Taking cognisance of the delays in the disposal of resolutions plans submitted to the NCLT, the committee said such delays are often caused due to a high number of objections to the proposed resolution plan, or due to a high degree of pendency of cases. “Nevertheless, delays at the stage of disposal of the resolution plan are value destructive and discourage prospective resolution applicants from submitting plans,” it said, while recommending a 30-day deadline for the adjudicating authority to dispose the resolution plans.
As many as 66% of companies that are undergoing resolution have exceeded the 270-day limit, as per IBBI data. Recovery for financial creditors from the resolution of stressed firms under the IBC crashed to a record quarterly low of 10.2% of their admitted claims in the three months through March. Analysts have mainly blamed the delay in resolution for the value erosion, although other factors, too, served to drag down the recovery.
The committee has recommended that a mechanism for reviewing late submissions of plans and unsolicited revisions to plans be laid down in the regulations. Although there are stage-wise timelines provided in the regulations at present, resolution plans are received by the resolution professionals even after the stipulated deadlines. In some cases, revisions are made to submitted resolution plans in an attempt to outbid other potential resolution applicants.
The committee also suggested that a clarificatory note be issued to stress that proceedings for avoidable transactions and improper trading can continue even after the completion of a corporate insolvency resolution process (CIRP).

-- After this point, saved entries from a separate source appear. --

PR #3154, opened 2026-06-10
feat(engine-rest): add bulk job operations

hauptmedia:
## Summary

This draft PR backports the Fluxnova bulk job REST API and adapts it to Operaton's current REST stack.

It adds two job-level bulk endpoints:

- `POST /job/delete` deletes up to 200 jobs by id.
- `POST /job/suspended` activates or suspends up to 200 jobs by id.

Each endpoint processes the submitted job ids independently. If all operations succeed, the endpoint returns `200 OK` with a per-job result list. If at least one operation fails, the endpoint returns `207 Multi-Status` and includes success/failure details for each processed job. Empty, null, blank, or oversized input is rejected with `400 Bad Request`.

The OpenAPI templates are included for the new request and response DTOs. I also added the response schema for the delete endpoint in the Operaton adaptation, so both new endpoints document their per-job result payloads.

## Scope

This PR intentionally implements only the Bulk Job API from change unit 357.

The related Fluxnova Bulk Task API work is intentionally not included here. That part is much larger, introduces several task endpoints and partial-success semantics, and should stay as a separate API/product design review before code is proposed.

## Attribution

Backport of Fluxnova commit:

- `29cc3ec42dbf6a04ff97443ec10a149373b5356b` - `Bulk job api - delete, suspend & activate`

Original author:

- `jyotisahu9 <30759880+jyotisahu9@users.noreply.github.com>`

Operaton adaptation notes:

- Migrated package names to `org.operaton`.
- Used Jakarta REST imports and current Operaton REST test style.
- Added Operaton headers for newly created DTO/template files where the source files did not carry original copyright headers.
- Kept the implementation as a thin REST layer over existing single-job operations.
- Corrected the suspend/activate error log message so it describes suspension-state updates instead of deletion.
- Added OpenAPI response schemas for both new bulk result DTOs.

## Reviewer Notes

The implementation deduplicates job ids before processing, matching the set-based behavior in the source backport. This means duplicate ids in one request do not produce duplicate response entries.

The per-item failure handling deliberately catches exceptions around each individual job operation and continues processing the remaining ids. This is what makes the `207 Multi-Status` response meaningful for partial failures.

## Verification

- `./mvnw -pl engine-rest/engine-rest -Dtest=JobRestServiceInteractionTest test -Dskip.frontend.build=true`
- `./mvnw -pl engine-rest/engine-rest-openapi test -Dskip.frontend.build=true`

### DIFF
--- a/engine-rest/engine-rest-openapi/src/main/templates/models/org/operaton/bpm/engine/rest/dto/runtime/JobActivateSuspendDto.ftl
+++ b/engine-rest/engine-rest-openapi/src/main/templates/models/org/operaton/bpm/engine/rest/dto/runtime/JobActivateSuspendDto.ftl
@@ -1,0 +1,19 @@
+<#macro dto_macro docsUrl="">
+  <@lib.dto desc = "List of job ids and the requested suspension state.">
+
+    <@lib.property
+        name = "jobIds"
+        type = "array"
+        itemType = "string"
+        desc = "List of job ids."
+    />
+
+    <@lib.property
+        name = "suspended"
+        type = "boolean"
+        last = true
+        desc = "Supply `true` to suspend the jobs and `false` to activate them."
+    />
+
+  </@lib.dto>
+</#macro>
--- a/engine-rest/engine-rest-openapi/src/main/templates/models/org/operaton/bpm/engine/rest/dto/runtime/JobDeletionDto.ftl
+++ b/engine-rest/engine-rest-openapi/src/main/templates/models/org/operaton/bpm/engine/rest/dto/runtime/JobDeletionDto.ftl
@@ -1,0 +1,13 @@
+<#macro dto_macro docsUrl="">
+  <@lib.dto desc = "List of job ids to delete.">
+
+    <@lib.property
+        name = "jobIds"
+        type = "array"
+        itemType = "string"
+        last = true
+        desc = "List of job ids for deletion."
+    />
+
+  </@lib.dto>
+</#macro>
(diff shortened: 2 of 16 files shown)


hauptmedia:
I think the Operaton-native way to implement this should be via the batch system rather than synchronous per-job REST handling.

The current backport processes each job id directly and returns per-job success/failure responses, but Operaton already models larger asynchronous bulk operations through `BatchDto` and batch job handlers, for example job retries. For delete/suspend/activate jobs there does not seem to be an existing async batch API in `ManagementService`, so doing this properly would likely require adding the corresponding engine-level batch support first instead of only implementing it in the REST layer.

I am moving this PR back to draft for now so we can decide whether to keep the narrow Fluxnova backport semantics or rework this into a proper Operaton batch-based implementation.

javahippie:
I fail to imagine any usecase where I'd want to bulk delete jobs. If you bulk delete timers or async continuations, the related process instances are effectively broken? 

Adding a new HTTP verb on an existing REST path could be confusing, I think. Effectively, the new endpoint is just a loop over the logic of the old one. I agree with you @hauptmedia that thisshould be handled by the batch operation framework in Operaton, like [the retries endpoint](https://docs.operaton.org/reference/latest/rest-api/#tag/Job/operation/setJobRetriesAsyncOperation)

hauptmedia:
I have seen cases in Operaton where orphaned jobs were stuck and could not be cleaned up through the usual operational paths. For that kind of recovery scenario, a job delete operation can be genuinely useful.

At the same time, this is a very sharp tool. Deleting jobs can have severe side effects, for example removing timers or async continuations from running process instances. That may leave instances in an inconsistent operational state and can also undermine the audit trail, because the modeled process behavior no longer matches what actually happened.

So I can see a valid use case for this as an administrative recovery operation, but I would be careful about exposing it as a regular bulk API. My guess is that this risk is also one reason why the API historically has not encouraged job deletion beyond very controlled scenarios.

My overall thinking is that we should reject this feature because it does not use the batch system and could undermine the audit trail.

javahippie:
@hauptmedia 100% with you. I think your comment can be used as a "closing" comment on this PR to document the rationale perfectly, do you want to use that and close?

hauptmedia:
Rejected for now, see my remarks from https://github.com/operaton/operaton/pull/3154#issuecomment-4727566127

Similarly, the threshold date for the look-back period of avoidable transactions should be “altered to cast a wider net for catching such transactions”. So, the threshold date should be changed to the date of the filing of application for the initiation of the CIRP, instead of the date of commencement.
The committee has also suggested that the insolvency regulator IBBI issue guidelines stipulating the standard of conduct for members of the committee of creditors (typically financial creditors). “This may be in the form of guidance that provides a normative framework to members of the CoC about the manner of conducting themselves in processes under the Code,” it said.